In the listing below, start your output at the line with "PR #1892, opened 2024-05-31" and end it after the line with "--- a/Engine/csound_orc_compile.c", copying every line exactly.
The input START
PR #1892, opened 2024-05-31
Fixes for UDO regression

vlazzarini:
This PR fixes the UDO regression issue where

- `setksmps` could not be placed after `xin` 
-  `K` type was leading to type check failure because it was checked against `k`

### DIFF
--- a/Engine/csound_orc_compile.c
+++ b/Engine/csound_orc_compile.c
The input END
The input START
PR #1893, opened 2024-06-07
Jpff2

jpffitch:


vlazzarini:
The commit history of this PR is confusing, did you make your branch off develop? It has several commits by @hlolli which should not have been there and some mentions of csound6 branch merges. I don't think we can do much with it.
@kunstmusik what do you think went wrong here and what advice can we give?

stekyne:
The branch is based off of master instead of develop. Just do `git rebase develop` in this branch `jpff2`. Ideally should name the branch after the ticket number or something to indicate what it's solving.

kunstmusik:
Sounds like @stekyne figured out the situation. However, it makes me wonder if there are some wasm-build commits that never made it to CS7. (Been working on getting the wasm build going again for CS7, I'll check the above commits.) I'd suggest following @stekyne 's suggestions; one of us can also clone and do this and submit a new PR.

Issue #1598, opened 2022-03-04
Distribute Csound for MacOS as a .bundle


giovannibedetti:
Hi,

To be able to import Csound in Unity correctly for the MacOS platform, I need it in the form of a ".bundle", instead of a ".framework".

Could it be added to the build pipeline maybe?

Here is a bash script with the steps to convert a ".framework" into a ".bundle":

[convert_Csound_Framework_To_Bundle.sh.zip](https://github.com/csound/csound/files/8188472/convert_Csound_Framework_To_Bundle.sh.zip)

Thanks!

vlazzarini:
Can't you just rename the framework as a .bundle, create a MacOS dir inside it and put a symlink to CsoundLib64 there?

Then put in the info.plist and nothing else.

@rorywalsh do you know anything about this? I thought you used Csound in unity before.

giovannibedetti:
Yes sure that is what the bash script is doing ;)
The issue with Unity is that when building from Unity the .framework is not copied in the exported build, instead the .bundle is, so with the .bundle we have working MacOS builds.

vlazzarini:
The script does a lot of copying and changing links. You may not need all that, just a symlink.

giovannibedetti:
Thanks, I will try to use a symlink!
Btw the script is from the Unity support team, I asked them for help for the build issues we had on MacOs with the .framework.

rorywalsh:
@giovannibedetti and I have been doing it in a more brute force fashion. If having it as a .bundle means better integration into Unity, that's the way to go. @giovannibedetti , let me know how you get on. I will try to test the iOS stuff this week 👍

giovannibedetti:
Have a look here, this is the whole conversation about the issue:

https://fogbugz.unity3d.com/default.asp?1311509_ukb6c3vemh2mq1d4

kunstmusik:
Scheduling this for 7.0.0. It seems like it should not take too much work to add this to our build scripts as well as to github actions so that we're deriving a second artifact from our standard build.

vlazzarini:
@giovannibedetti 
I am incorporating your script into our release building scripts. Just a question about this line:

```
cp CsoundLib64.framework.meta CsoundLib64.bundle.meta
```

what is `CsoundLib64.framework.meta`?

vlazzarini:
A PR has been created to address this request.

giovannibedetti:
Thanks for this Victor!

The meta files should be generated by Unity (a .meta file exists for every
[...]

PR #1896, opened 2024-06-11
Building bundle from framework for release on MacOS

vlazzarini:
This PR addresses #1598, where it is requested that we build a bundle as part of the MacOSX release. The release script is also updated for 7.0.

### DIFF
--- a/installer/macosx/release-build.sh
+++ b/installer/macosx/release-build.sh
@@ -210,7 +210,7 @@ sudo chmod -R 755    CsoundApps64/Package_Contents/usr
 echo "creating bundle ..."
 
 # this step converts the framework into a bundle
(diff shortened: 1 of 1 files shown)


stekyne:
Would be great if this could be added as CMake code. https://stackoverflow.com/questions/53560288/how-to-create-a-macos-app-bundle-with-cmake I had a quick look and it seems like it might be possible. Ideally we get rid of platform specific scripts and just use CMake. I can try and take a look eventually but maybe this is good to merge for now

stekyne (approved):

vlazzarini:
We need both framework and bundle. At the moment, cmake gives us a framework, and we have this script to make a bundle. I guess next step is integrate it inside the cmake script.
The input END
Output for this exercise:
PR #1892, opened 2024-05-31
Fixes for UDO regression

vlazzarini:
This PR fixes the UDO regression issue where

- `setksmps` could not be placed after `xin` 
-  `K` type was leading to type check failure because it was checked against `k`

### DIFF
--- a/Engine/csound_orc_compile.c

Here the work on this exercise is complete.